▶ [PROMPT]
Starting with the first line, output the data exactly, through to the last line.

[Records from a data source]
PR #22, opened 2020-11-18
Add Maven Central badge

justasm:
Using [shields.io](http://shields.io).

Unfortunately, we don't currently have an umbrella artifact for all dependencies, i.e. `locations-android`, `routes-ui-android`, etc. Using the `routes-ui-android` artifact for versioning for now.


absimas (commented):
Cool!
Side note: I was wondering yesterday.. Should the android badge be in the Android's README? :thinking:

justasm:
Yeah, I was wondering too 🙂 I think either or works. Why not both? 😄

PR #26, opened 2020-11-27
Bootstrap iOS snapshot testing

domasn:
It's pretty neat! We came up with this during QA day - see [summary in Slack](https://trafi.slack.com/archives/CJR57M6GY/p1605714596015600).

We're using [swift-snapshot-testing](https://github.com/pointfreeco/swift-snapshot-testing) by pointfreeco 🙌 

We can even see the diff right in GitHub 😮 
You can see 👇 by looking at rich diff of this https://github.com/trafi/maas-components/pull/26/commits/45cb6cfcd668364666371ac8ec82216e852af7d7#diff-1edd10da282cfec29ef4950912986fcad8c503444f2fd84b3058dbab0b17d013
image

⚠️ `swift test` does not work as it tries to run on macOS architecture instead of iOS - sorting it out 😬 [This looks](https://arjunnayini.com/2019-11-01-github-ci-swift-package/) a bit much, but promissing.

cc @aistetests @eimantas  @justasm


aistetests:
Tests fail for me :( It seems the resolution or compression of the image is different. Here's how it looks:

[Screen Recording 2020-11-27 at 17.05.33.zip](https://github.com/trafi/maas-components/files/5608445/Screen.Recording.2020-11-27.at.17.05.33.zip)

domasn:
@aistetests you're correct! We should all be running our tests on @2x iPhones 😬 
https://github.com/pointfreeco/swift-snapshot-testing/issues/165#issuecomment-455173203

PR #29, opened 2020-12-07
Analytics in common:core module

justasm:
Those with access to Trafi's internal VPN can [access & edit the event schema via the Mammoth editor](https://mammoth.trafi.com/open-sdk/events).

Uses https://github.com/trafi/mammoth-kt to generate type-safe analytics events from the schema.

Any UI component can call `Analytics.consume(AnalyticsEvent.$eventName())`. By default, events go nowhere. Any SDK consumer can register an `AnalyticsDelegate` to do something with the events.

```kotlin
class PrintAnalyticsToConsole : AnalyticsDelegate {
  fun dispatchEvent(event: Analytics.Event) {
    println(event.business.name)
  }

  val screenName: String? get() = null
  val modalName: String? get() = null
}

Analytics.set(PrintAnalyticsToConsole())
```

### DIFF
--- a/common/core/src/commonMain/kotlin/com/trafi/analytics/Analytics.kt
+++ b/common/core/src/commonMain/kotlin/com/trafi/analytics/Analytics.kt
@@ -1,0 +1,31 @@
+package com.trafi.analytics
+
+import kotlin.native.concurrent.ThreadLocal
+
+interface AnalyticsDelegate {
+    fun dispatchEvent(event: Analytics.Event)
+
+    val screenName: String?
+    val modalName: String?
+}
+
+@ThreadLocal
+object Analytics {
+
+    private var delegate: AnalyticsDelegate? = null
+
+    val screenName: String get() = delegate?.screenName ?: ""
+    val modalName: String get() = delegate?.modalName ?: ""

▶ [WRITTEN REPLY]
PR #22, opened 2020-11-18
Add Maven Central badge

justasm:
Using [shields.io](http://shields.io).

Unfortunately, we don't currently have an umbrella artifact for all dependencies, i.e. `locations-android`, `routes-ui-android`, etc. Using the `routes-ui-android` artifact for versioning for now.


absimas (commented):
Cool!
Side note: I was wondering yesterday.. Should the android badge be in the Android's README? :thinking:

justasm:
Yeah, I was wondering too 🙂 I think either or works. Why not both? 😄

PR #26, opened 2020-11-27
Bootstrap iOS snapshot testing

domasn:
It's pretty neat! We came up with this during QA day - see [summary in Slack](https://trafi.slack.com/archives/CJR57M6GY/p1605714596015600).

We're using [swift-snapshot-testing](https://github.com/pointfreeco/swift-snapshot-testing) by pointfreeco 🙌 

We can even see the diff right in GitHub 😮 
You can see 👇 by looking at rich diff of this https://github.com/trafi/maas-components/pull/26/commits/45cb6cfcd668364666371ac8ec82216e852af7d7#diff-1edd10da282cfec29ef4950912986fcad8c503444f2fd84b3058dbab0b17d013
image

⚠️ `swift test` does not work as it tries to run on macOS architecture instead of iOS - sorting it out 😬 [This looks](https://arjunnayini.com/2019-11-01-github-ci-swift-package/) a bit much, but promissing.

cc @aistetests @eimantas  @justasm


aistetests:
Tests fail for me :( It seems the resolution or compression of the image is different. Here's how it looks:

[Screen Recording 2020-11-27 at 17.05.33.zip](https://github.com/trafi/maas-components/files/5608445/Screen.Recording.2020-11-27.at.17.05.33.zip)

domasn:
@aistetests you're correct! We should all be running our tests on @2x iPhones 😬 
https://github.com/pointfreeco/swift-snapshot-testing/issues/165#issuecomment-455173203

PR #29, opened 2020-12-07
Analytics in common:core module

justasm:
Those with access to Trafi's internal VPN can [access & edit the event schema via the Mammoth editor](https://mammoth.trafi.com/open-sdk/events).

Uses https://github.com/trafi/mammoth-kt to generate type-safe analytics events from the schema.

Any UI component can call `Analytics.consume(AnalyticsEvent.$eventName())`. By default, events go nowhere. Any SDK consumer can register an `AnalyticsDelegate` to do something with the events.

```kotlin
class PrintAnalyticsToConsole : AnalyticsDelegate {
  fun dispatchEvent(event: Analytics.Event) {
    println(event.business.name)
  }

  val screenName: String? get() = null
  val modalName: String? get() = null
}

Analytics.set(PrintAnalyticsToConsole())
```

### DIFF
--- a/common/core/src/commonMain/kotlin/com/trafi/analytics/Analytics.kt
+++ b/common/core/src/commonMain/kotlin/com/trafi/analytics/Analytics.kt
@@ -1,0 +1,31 @@
+package com.trafi.analytics
+
+import kotlin.native.concurrent.ThreadLocal
+
+interface AnalyticsDelegate {
+    fun dispatchEvent(event: Analytics.Event)
+
+    val screenName: String?
+    val modalName: String?
+}
+
+@ThreadLocal
+object Analytics {
+
+    private var delegate: AnalyticsDelegate? = null
+
+    val screenName: String get() = delegate?.screenName ?: ""
+    val modalName: String get() = delegate?.modalName ?: ""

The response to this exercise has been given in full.